Steve Martocci, cofundador de GroupMe, fundó Splice en 2013 como medio para facilitar la creación de música y encontró una base hambrienta de músicos sin apoyo de los sellos musicales. Sus muestras y bucles, más fácilmente disponibles para los usuarios de Splice por una cuota mensual en lugar de mediante el pago de derechos al creador original de la muestra, son un gran atractivo para el servicio. “Cuando empezamos, la gente decía: ‘No hay manera de que te dé mis muestras. ¿Por qué iba a dar mi salsa secreta?”. Martocci explicó anteriormente a Rolling Stone cómo conseguir que los productores pongan su música en la plataforma.

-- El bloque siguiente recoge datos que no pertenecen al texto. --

PR #550, opened 2023-10-09
Add a keep-alive mechanism

pm47:
The goal is to make mobile apps (especially on iOS) more robust wrt to disconnections/app switching/background, etc.  by signalling when they need a little bit more uptime to complete some tasks.

~~This is just a proof of concept. In particular:
(a) The callback could take an argument providing more context on the task, for logging purposes. It could also be a `Flow` which maybe would help manage concurrency by integrators. There is no way to indicate when a given task has been completed, the call is stateless and just means "don't kill me just yet". I'm afraid it would be very difficult/impossible to have that level of precision in the general case.
(b) There is only one call to the callback and the location is probably not optimal, it's just an example.~~

~~Pay-to-open is a prime candidate for experimenting, because a disconnection _after_ the parts have been received by Phoenix and _before_ the peer has received the preimage would cause the payment to be aborted by the peer, and stay pending forever on phoenix.~~

@robbiehanson Please advise on a). Is there any limitation or best practice that we should be aware of (should we make frequent requests? or as few as possible?)? That will help addressing b) in an optimal way.~

edit: Following feeback, implementation now uses `NodeEvent`s. Support is limited to interactive-tx in a splice as a proof of concept.

### DIFF
--- a/src/commonMain/kotlin/fr/acinq/lightning/channel/states/Channel.kt
+++ b/src/commonMain/kotlin/fr/acinq/lightning/channel/states/Channel.kt
@@ -78,10 +78,26 @@ sealed class ChannelState {
             is Syncing -> this@ChannelState.state
             else -> this@ChannelState
         }
+        maybeSignalSensitiveTask(oldState, newState)
         return when {
             // we only want to fire the PaymentSent event when we transition to Closing for the first time
             oldState is ChannelStateWithCommitments && oldState !is Closing && newState is Closing -> emitClosingEvents(oldState, newState)
             else -> emptyList()
+        }
+    }
+
+    /** Some transitions imply that we are in the middle of tasks that may require some time. */
+    private fun ChannelContext.maybeSignalSensitiveTask(oldState: ChannelState, newState: ChannelState) {
+        val spliceStatusBefore = (oldState as? Normal)?.spliceStatus
+        val spliceStatusAfter = (newState as? Normal)?.spliceStatus
+        when {
+            spliceStatusBefore !is SpliceStatus.InProgress && spliceStatusAfter is SpliceStatus.InProgress -> // splice initiated
+                staticParams.nodeParams._nodeEvents.tryEmit(SensitiveTaskEvents.TaskStarted(SensitiveTaskEvents.TaskIdentifier.InteractiveTx(spliceStatusAfter.spliceSession.fundingParams)))
+            spliceStatusBefore is SpliceStatus.InProgress && spliceStatusAfter !is SpliceStatus.WaitingForSigs -> // splice aborted before reaching signing phase
+                staticParams.nodeParams._nodeEvents.tryEmit(SensitiveTaskEvents.TaskEnded(SensitiveTaskEvents.TaskIdentifier.InteractiveTx(spliceStatusBefore.spliceSession.fundingParams)))
+            spliceStatusBefore is SpliceStatus.WaitingForSigs && spliceStatusAfter !is SpliceStatus.WaitingForSigs -> // splice leaving signing phase (successfully or not)
+                staticParams.nodeParams._nodeEvents.tryEmit(SensitiveTaskEvents.TaskEnded(SensitiveTaskEvents.TaskIdentifier.InteractiveTx(spliceStatusBefore.session.fundingParams)))
+            else -> {}
         }
     }
 
--- a/src/commonMain/kotlin/fr/acinq/lightning/NodeEvents.kt
+++ b/src/commonMain/kotlin/fr/acinq/lightning/NodeEvents.kt
@@ -2,6 +2,8 @@ package fr.acinq.lightning
 
 import fr.acinq.bitcoin.ByteVector32
 import fr.acinq.bitcoin.Satoshi
+import fr.acinq.lightning.channel.InteractiveTxParams
+import fr.acinq.lightning.channel.SharedFundingInput
 import fr.acinq.lightning.channel.states.ChannelStateWithCommitments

La reciente financiación y la alta valoración de Splice subrayan la magnitud de la música que se ha hecho en la era del streaming. En 2019, Spotify añadía 40.000 canciones a la plataforma cada día. Gran parte de esa música procede de artistas independientes que carecen de fondos para grabarla en un estudio y son los que más se benefician de las muestras baratas y las herramientas de producción caseras.

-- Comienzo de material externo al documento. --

PR #551, opened 2023-10-16
Fix `update_fee` reserve requirement mismatch

t-bast:
The splicing update removed the `channelReserve` field from `LocalParams` and always uses a value of 1% of the channel capacity. But that is incorrect for channels that were created before that update and haven't been migrated.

Empalme alternativo en eucariotas
La mayoría de los genes de las plantas están interrumpidos por intrones y los correspondientes transcritos necesitan someterse al splicing del pre-ARNm para eliminar estas secuencias intermedias. El splicing alternativo (AS) es un importante proceso postranscripcional que crea múltiples variantes de ARNm a partir de una única molécula de pre-ARNm, aumentando así el potencial codificador y regulador de los genomas. En las plantas, este mecanismo ha sido implicado en la respuesta a las señales ambientales, incluyendo el estrés abiótico y biótico, en la regulación de procesos de desarrollo clave como la floración, y en el mantenimiento del tiempo circadiano. Los primeros pasos del desarrollo de la planta -desde la formación del embrión y la germinación de la semilla hasta la skoto y la fotomorfogénesis- son críticos tanto para ejecutar el plan corporal correcto como para iniciar un nuevo ciclo reproductivo. Aquí revisamos la evidencia disponible sobre la participación de AS y varios factores de empalme en las etapas iniciales del desarrollo de las plantas, al tiempo que destacamos los hallazgos recientes así como los posibles retos futuros.

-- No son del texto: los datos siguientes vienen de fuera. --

PR #553, opened 2023-10-16
Send commit sigs for alternative feerates

t-bast:
When the commitment transaction doesn't contain any HTLC, we send additional signatures for alternative feerates. This lets the wallet provider force-close with a more interesting feerate when the wallet user disappears without closing their channels.

### DIFF
--- a/src/commonMain/kotlin/fr/acinq/lightning/channel/Commitments.kt
+++ b/src/commonMain/kotlin/fr/acinq/lightning/channel/Commitments.kt
@@ -5,6 +5,7 @@ import fr.acinq.bitcoin.Crypto.sha256
 import fr.acinq.lightning.CltvExpiryDelta
 import fr.acinq.lightning.Feature
 import fr.acinq.lightning.MilliSatoshi
+import fr.acinq.lightning.blockchain.fee.FeeratePerByte
 import fr.acinq.lightning.blockchain.fee.FeeratePerKw
 import fr.acinq.lightning.blockchain.fee.FeerateTolerance
 import fr.acinq.lightning.channel.states.Channel
@@ -421,7 +422,18 @@ data class Commitment(
             "built remote commit number=${remoteCommit.index + 1} toLocalMsat=${spec.toLocal.toLong()} toRemoteMsat=${spec.toRemote.toLong()} htlc_in=$htlcsIn htlc_out=$htlcsOut feeratePerKw=${spec.feerate} txId=${remoteCommitTx.tx.txid} fundingTxId=$fundingTxId"
         }
 
-        val commitSig = CommitSig(params.channelId, sig, htlcSigs.toList())
+        val commitSig = when (spec.htlcs.size) {
+            0 -> {
+                val alternativeSigs = Commitments.alternativeFeerates.map { feerate ->
+                    val alternativeSpec = spec.copy(feerate = feerate)
+                    val (alternativeRemoteCommitTx, _) = Commitments.makeRemoteTxs(channelKeys, commitTxNumber = remoteCommit.index + 1, params.localParams, params.remoteParams, fundingTxIndex = fundingTxIndex, remoteFundingPubKey = remoteFundingPubkey, commitInput, remotePerCommitmentPoint = remoteNextPerCommitmentPoint, alternativeSpec)
+                    val alternativeSig = Transactions.sign(alternativeRemoteCommitTx, channelKeys.fundingKey(fundingTxIndex))
+                    CommitSigTlv.AlternativeFeerateSig(feerate, alternativeSig)
+                }
+                CommitSig(params.channelId, sig, listOf(), TlvStream(CommitSigTlv.AlternativeFeerateSigs(alternativeSigs)))
+            }
+            else -> CommitSig(params.channelId, sig, htlcSigs.toList())
+        }
         val commitment1 = copy(nextRemoteCommit = NextRemoteCommit(commitSig, RemoteCommit(remoteCommit.index + 1, spec, remoteCommitTx.tx.txid, remoteNextPerCommitmentPoint)))
         return Pair(commitment1, commitSig)
     }
@@ -932,6 +944,12 @@ data class Commitments(
         const val HTLC_OUTPUT_WEIGHT = 172
         const val HTLC_TIMEOUT_WEIGHT = 666
         const val HTLC_SUCCESS_WEIGHT = 706
+
+        /**
+         * Alternative feerates at which we will sign commitment transactions that have no pending HTLCs.
+         * WARNING: never remove a feerate from this list, we can only add more, otherwise we will not be able to detect when our peer broadcasts the commit tx at the removed feerate.
+         */
+        val alternativeFeerates = listOf(1.sat, 2.sat, 5.sat, 10.sat).map { FeeratePerKw(FeeratePerByte(it)) }
 
         fun makeLocalTxs(
             channelKeys: KeyManager.ChannelKeys,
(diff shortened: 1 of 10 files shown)


src/commonMain/kotlin/fr/acinq/lightning/channel/states/Channel.kt
```diff
@@ -501,18 +506,48 @@ sealed class ChannelStateWithCommitments : PersistedChannelState() {
...
+                        commitments.latest.nextRemoteCommit?.let { add(it.commit) }
+                    }.filter { remoteCommit ->
+                        remoteCommit.spec.htlcs.isEmpty()
+                    }.flatMap { remoteCommit ->
+                        Commitments.alternativeFeerates.map { feerate ->
+                            val alternativeSpec = remoteCommit.spec.copy(feerate = feerate)
+                            val (alternativeRemoteCommitTx, _) = Commitments.makeRemoteTxs(channelKeys(), remoteCommit.index, commitments.params.localParams, commitments.params.remoteParams, commitments.latest.fundingTxIndex, commitments.latest.remoteFundingPubkey, commitments.latest.commitInput, remoteCommit.remotePerCommitmentPoint, alternativeSpec)
+                            RemoteCommit(remoteCommit.index, alternativeSpec, alternativeRemoteCommitTx.tx.txid, remoteCommit.remotePerCommitmentPoint)
+                        }
+                    }
```
pm47, line 521: Could we move this to `Commitments.alternativeFeerateCommits()` right under `Commitments.alternativeFeerates` (which could be made private)?

This would simply a bit this pretty scary `handleRemoteSpentOther()` function and contain the alternate sigs stuff in one place.

src/commonMain/kotlin/fr/acinq/lightning/channel/Commitments.kt
```diff
@@ -421,7 +422,18 @@ data class Commitment(
...
+                val alternativeSigs = Commitments.alternativeFeerates.map { feerate ->
+                    val alternativeSpec = spec.copy(feerate = feerate)
+                    val (alternativeRemoteCommitTx, _) = Commitments.makeRemoteTxs(channelKeys, commitTxNumber = remoteCommit.index + 1, params.localParams, params.remoteParams, fundingTxIndex = fundingTxIndex, remoteFundingPubKey = remoteFundingPubkey, commitInput, remotePerCommitmentPoint = remoteNextPerCommitmentPoint, alternativeSpec)
+                    val alternativeSig = Transactions.sign(alternativeRemoteCommitTx, channelKeys.fundingKey(fundingTxIndex))
+                    CommitSigTlv.AlternativeFeerateSig(feerate, alternativeSig)
+                }
+                CommitSig(params.channelId, sig, listOf(), TlvStream(CommitSigTlv.AlternativeFeerateSigs(alternativeSigs)))
+            }
+            else -> CommitSig(params.channelId, sig, htlcSigs.toList())
+        }
```
pm47, line 436: Nit: I would factor the declaration of `CommitSig()`:
```suggestion
        val tlvs = buildSet {
            if (spec.htlcs.isEmpty()) {
                val alternativeSigs = Commitments.alternativeFeerates.map { feerate ->
                    val alternativeSpec = spec.copy(feerate = feerate)
                    val (alternativeRemoteCommitTx, _) = Commitments.makeRemoteTxs(channelKeys, commitTxNumber = remoteCommit.index + 1, params.localParams, params.remoteParams, fundingTxIndex = fundingTxIndex, remoteFundingPubKey = remoteFundingPubkey, commitInput, remotePerCommitmentPoint = remoteNextPerCommitmentPoint, alternativeSpec)
                    val alternativeSig = Transactions.sign(alternativeRemoteCommitTx, channelKeys.fundingKey(fundingTxIndex))
                    CommitSigTlv.AlternativeFeerateSig(feerate, alternativeSig)
                }
                add(CommitSigTlv.AlternativeFeerateSigs(alternativeSigs))
            }
        }
        val commitSig = CommitSig(params.channelId, sig, htlcSigs.toList(), TlvStream(tlvs)) 
```

pm47 (commented):
Only nits, otherwise LGTM.

src/commonMain/kotlin/fr/acinq/lightning/channel/Commitments.kt
t-bast: Done in https://github.com/ACINQ/lightning-kmp/pull/553/commits/abee6c6eb1fd120d49c653829380478973bf2ce7

src/commonMain/kotlin/fr/acinq/lightning/channel/states/Channel.kt
t-bast: Agreed, done in https://github.com/ACINQ/lightning-kmp/pull/553/commits/abee6c6eb1fd120d49c653829380478973bf2ce7
I didn't make `alternativeFeerates` private though, because that would require moving the alternative sig generation in a helper function, and I think it's clearer to have it inline in `sendCommit` right below the "normal" signature.

pm47 (approved):
LGTM, please let me do a real test with Phoenix on testnet before merging, as it's not entirely obvious to me if it works seamlessly on the eclair side.

pm47:
> please let me do a real test with Phoenix on testnet before merging

Test successful, I even RBFed the commit tx with higher custom commit sigs.

src/commonMain/kotlin/fr/acinq/lightning/channel/Commitments.kt
```diff
@@ -421,7 +422,18 @@ data class Commitment(
...
+        val tlvs = buildSet {
+            if (spec.htlcs.isEmpty()) {
+                val alternativeSigs = Commitments.alternativeFeerates.map { feerate ->
+                    val alternativeSpec = spec.copy(feerate = feerate)
+                    val (alternativeRemoteCommitTx, _) = Commitments.makeRemoteTxs(channelKeys, commitTxNumber = remoteCommit.index + 1, params.localParams, params.remoteParams, fundingTxIndex = fundingTxIndex, remoteFundingPubKey = remoteFundingPubkey, commitInput, remotePerCommitmentPoint = remoteNextPerCommitmentPoint, alternativeSpec)
+                    val alternativeSig = Transactions.sign(alternativeRemoteCommitTx, channelKeys.fundingKey(fundingTxIndex))
+                    CommitSigTlv.AlternativeFeerateSig(feerate, alternativeSig)
+                }
+                add(CommitSigTlv.AlternativeFeerateSigs(alternativeSigs))
+            }
```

Dos estudios recientes abordan la contribución de AS durante la germinación de las semillas. En los embriones de cebada, el 14-20% de los genes multiexón expresaron múltiples isoformas de ARNm, algunas de las cuales mostraron claros cambios durante la germinación temprana (Zhang et al., 2016). Sorprendentemente, el evento AS más prominente fue la selección alternativa 3′SS, y no hubo alteraciones sustanciales en los niveles totales de transcripción para la mayoría de los genes. La evaluación de las funciones biológicas de los genes sometidos a AS durante la germinación indicó la participación en la síntesis de proteínas, el metabolismo energético y del carbono, así como el transporte y el empalme del ARN. En general, la germinación de las semillas parece requerir la expresión de un conjunto específico de genes, en el que el AS desempeña un papel generalizado. El potencial regulador de AS durante la germinación se ve subrayado por un informe posterior en arabidopsis (Narsai et al., 2017) que confirma la expresión de variantes de ARNm específicas de tiempo y tejido, la ocurrencia de cambios dinámicos en la abundancia de isoformas, y que los reguladores de empalme son objetivos importantes de AS durante este proceso de desarrollo.